+++ Provided data

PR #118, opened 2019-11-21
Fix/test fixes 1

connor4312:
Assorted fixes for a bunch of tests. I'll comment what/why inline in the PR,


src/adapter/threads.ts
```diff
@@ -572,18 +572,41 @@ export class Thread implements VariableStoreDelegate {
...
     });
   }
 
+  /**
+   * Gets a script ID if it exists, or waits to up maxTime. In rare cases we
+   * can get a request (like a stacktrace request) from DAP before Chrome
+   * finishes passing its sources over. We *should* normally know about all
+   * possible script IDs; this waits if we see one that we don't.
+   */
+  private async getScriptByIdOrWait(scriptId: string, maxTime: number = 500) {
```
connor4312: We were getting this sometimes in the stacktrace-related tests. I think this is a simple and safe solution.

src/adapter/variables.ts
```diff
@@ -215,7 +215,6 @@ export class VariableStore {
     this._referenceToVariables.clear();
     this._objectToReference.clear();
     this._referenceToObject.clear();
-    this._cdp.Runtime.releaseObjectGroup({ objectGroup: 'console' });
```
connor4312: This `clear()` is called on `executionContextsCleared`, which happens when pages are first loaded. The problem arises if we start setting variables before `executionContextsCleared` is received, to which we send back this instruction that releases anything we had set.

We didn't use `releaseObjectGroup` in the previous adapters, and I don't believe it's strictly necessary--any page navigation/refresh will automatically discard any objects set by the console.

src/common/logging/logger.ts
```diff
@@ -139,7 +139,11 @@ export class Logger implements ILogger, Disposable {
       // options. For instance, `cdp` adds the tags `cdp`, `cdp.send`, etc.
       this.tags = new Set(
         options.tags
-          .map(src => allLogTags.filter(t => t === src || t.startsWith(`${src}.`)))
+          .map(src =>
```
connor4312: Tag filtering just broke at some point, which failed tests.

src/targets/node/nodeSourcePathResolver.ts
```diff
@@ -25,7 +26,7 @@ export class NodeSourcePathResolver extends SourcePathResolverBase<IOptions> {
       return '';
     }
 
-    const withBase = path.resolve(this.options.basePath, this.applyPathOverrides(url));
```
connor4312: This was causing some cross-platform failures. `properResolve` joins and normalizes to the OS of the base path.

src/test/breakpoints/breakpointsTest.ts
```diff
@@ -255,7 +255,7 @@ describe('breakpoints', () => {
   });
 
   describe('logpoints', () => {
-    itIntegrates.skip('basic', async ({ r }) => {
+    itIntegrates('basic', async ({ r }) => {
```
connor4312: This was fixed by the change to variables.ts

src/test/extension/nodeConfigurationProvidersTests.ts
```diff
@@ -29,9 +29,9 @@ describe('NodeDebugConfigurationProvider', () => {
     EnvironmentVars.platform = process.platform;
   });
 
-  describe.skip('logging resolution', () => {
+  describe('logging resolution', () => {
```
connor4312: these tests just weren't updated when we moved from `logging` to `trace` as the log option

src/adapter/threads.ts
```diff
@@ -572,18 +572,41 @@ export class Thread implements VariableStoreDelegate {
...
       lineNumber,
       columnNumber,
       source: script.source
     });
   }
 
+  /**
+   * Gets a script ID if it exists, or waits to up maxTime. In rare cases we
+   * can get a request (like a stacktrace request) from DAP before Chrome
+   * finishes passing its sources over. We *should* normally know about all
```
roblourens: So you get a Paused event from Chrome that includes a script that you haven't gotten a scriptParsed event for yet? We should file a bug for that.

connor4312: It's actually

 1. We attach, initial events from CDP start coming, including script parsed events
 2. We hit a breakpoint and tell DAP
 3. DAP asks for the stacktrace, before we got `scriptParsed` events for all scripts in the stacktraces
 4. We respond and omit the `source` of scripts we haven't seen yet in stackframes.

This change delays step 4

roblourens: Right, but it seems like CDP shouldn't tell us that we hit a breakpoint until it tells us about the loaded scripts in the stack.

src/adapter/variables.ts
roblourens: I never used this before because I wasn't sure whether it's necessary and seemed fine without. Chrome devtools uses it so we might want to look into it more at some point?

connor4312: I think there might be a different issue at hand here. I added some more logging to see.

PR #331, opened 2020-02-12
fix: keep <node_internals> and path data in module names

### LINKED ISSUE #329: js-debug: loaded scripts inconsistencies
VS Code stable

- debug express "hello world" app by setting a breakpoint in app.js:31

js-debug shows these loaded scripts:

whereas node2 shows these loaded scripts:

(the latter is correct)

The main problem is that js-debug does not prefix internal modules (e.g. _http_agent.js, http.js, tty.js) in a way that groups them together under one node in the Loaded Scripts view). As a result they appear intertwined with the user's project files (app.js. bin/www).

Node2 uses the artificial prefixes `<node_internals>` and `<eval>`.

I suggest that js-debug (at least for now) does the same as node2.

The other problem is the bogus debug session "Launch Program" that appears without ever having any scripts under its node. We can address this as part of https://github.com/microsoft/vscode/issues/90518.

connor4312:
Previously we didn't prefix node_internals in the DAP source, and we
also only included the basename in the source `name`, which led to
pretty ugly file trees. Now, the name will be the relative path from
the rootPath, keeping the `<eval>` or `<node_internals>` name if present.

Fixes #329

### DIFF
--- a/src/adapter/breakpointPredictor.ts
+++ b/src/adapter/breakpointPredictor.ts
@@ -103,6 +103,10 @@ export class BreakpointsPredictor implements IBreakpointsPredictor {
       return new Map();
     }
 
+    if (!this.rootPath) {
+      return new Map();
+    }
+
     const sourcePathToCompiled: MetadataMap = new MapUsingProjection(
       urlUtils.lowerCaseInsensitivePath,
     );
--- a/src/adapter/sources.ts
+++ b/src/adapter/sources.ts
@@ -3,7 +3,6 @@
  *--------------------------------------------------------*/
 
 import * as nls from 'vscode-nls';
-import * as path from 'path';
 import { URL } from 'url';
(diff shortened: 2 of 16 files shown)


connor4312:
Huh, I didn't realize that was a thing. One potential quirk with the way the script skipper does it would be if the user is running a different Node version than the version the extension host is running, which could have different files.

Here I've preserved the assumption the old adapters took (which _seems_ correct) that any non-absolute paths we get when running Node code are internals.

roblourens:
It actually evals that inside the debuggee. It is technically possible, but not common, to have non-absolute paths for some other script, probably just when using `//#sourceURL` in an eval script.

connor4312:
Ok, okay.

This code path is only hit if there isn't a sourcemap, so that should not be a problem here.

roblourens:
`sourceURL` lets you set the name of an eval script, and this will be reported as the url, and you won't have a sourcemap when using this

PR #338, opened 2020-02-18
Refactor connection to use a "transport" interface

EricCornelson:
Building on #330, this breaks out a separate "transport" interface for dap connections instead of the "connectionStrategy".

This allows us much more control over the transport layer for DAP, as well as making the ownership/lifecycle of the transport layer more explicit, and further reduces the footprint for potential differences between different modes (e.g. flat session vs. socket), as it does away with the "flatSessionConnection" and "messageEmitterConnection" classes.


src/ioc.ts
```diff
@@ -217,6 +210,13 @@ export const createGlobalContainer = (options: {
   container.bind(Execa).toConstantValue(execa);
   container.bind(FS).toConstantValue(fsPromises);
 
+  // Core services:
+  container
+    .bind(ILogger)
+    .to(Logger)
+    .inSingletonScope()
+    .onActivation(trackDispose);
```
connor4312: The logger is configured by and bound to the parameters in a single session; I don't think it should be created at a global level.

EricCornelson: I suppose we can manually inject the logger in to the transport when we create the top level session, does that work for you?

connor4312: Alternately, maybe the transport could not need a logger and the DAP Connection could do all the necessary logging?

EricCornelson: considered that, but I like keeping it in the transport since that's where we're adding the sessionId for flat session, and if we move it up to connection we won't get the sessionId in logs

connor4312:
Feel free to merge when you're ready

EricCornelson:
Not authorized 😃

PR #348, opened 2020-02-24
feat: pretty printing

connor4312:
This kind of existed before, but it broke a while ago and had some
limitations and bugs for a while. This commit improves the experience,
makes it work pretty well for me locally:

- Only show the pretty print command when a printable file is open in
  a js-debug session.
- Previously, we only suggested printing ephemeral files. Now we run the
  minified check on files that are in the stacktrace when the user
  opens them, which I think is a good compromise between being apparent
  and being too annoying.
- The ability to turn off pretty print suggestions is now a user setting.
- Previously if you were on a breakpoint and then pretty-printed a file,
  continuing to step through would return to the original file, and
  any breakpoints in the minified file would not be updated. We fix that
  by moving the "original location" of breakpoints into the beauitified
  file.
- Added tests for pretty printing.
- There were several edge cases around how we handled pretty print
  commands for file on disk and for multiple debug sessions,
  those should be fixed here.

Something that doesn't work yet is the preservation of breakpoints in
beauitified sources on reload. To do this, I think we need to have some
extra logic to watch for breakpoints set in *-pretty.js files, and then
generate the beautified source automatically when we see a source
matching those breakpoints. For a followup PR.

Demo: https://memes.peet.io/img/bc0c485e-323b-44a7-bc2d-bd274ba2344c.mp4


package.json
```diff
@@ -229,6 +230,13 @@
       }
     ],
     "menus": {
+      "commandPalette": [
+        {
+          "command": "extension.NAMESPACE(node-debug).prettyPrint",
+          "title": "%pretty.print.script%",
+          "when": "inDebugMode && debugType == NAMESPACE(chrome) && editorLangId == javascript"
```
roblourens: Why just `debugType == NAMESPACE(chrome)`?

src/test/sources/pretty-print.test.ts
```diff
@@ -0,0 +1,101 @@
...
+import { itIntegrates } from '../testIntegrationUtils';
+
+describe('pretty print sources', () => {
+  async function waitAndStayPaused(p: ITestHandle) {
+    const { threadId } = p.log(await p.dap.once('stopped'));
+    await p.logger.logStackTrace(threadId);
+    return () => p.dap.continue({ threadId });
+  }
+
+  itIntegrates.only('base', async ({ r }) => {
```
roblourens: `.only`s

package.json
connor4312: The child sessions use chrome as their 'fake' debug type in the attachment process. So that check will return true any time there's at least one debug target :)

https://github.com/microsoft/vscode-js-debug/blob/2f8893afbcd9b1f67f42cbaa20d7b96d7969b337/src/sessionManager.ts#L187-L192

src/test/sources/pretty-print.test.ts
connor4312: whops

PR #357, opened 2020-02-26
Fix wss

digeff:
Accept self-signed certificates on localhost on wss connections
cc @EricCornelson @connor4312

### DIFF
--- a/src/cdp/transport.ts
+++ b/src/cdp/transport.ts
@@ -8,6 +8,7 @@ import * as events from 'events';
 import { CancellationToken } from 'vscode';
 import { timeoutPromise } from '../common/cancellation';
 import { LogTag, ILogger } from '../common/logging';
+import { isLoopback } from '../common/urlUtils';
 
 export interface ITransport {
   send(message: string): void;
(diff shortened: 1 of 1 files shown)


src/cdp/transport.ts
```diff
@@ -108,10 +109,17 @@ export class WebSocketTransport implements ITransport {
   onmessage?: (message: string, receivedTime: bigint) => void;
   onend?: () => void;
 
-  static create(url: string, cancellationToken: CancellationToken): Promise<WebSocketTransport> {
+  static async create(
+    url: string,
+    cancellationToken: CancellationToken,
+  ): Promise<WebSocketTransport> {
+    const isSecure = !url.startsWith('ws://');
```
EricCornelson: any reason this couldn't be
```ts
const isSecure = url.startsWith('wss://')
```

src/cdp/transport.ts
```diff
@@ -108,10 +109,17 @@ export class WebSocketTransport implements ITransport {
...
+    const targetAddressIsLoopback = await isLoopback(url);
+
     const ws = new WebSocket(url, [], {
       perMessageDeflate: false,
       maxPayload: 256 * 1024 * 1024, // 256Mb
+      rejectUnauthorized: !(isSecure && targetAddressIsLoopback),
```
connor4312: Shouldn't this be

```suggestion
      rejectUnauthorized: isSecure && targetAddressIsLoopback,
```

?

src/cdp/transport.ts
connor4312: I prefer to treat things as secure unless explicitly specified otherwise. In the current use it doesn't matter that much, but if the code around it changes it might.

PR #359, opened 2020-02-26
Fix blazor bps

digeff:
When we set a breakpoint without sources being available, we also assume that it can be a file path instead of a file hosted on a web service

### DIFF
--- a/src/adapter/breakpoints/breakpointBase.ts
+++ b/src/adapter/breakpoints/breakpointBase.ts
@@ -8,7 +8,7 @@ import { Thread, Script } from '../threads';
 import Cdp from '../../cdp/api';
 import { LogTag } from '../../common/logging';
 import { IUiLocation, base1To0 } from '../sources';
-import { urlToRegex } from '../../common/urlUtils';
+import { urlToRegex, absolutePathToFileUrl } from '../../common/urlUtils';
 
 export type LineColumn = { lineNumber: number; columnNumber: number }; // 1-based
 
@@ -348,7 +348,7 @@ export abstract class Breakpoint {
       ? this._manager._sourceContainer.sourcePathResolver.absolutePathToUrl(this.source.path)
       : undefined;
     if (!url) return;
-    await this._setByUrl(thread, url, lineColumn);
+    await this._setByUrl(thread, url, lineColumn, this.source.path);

++++++

Assignment:
Pull out all lines from the entries above that include the word "microsoft".

Task output:
The other problem is the bogus debug session "Launch Program" that appears without ever having any scripts under its node. We can address this as part of https://github.com/microsoft/vscode/issues/90518.
https://github.com/microsoft/vscode-js-debug/blob/2f8893afbcd9b1f67f42cbaa20d7b96d7969b337/src/sessionManager.ts#L187-L192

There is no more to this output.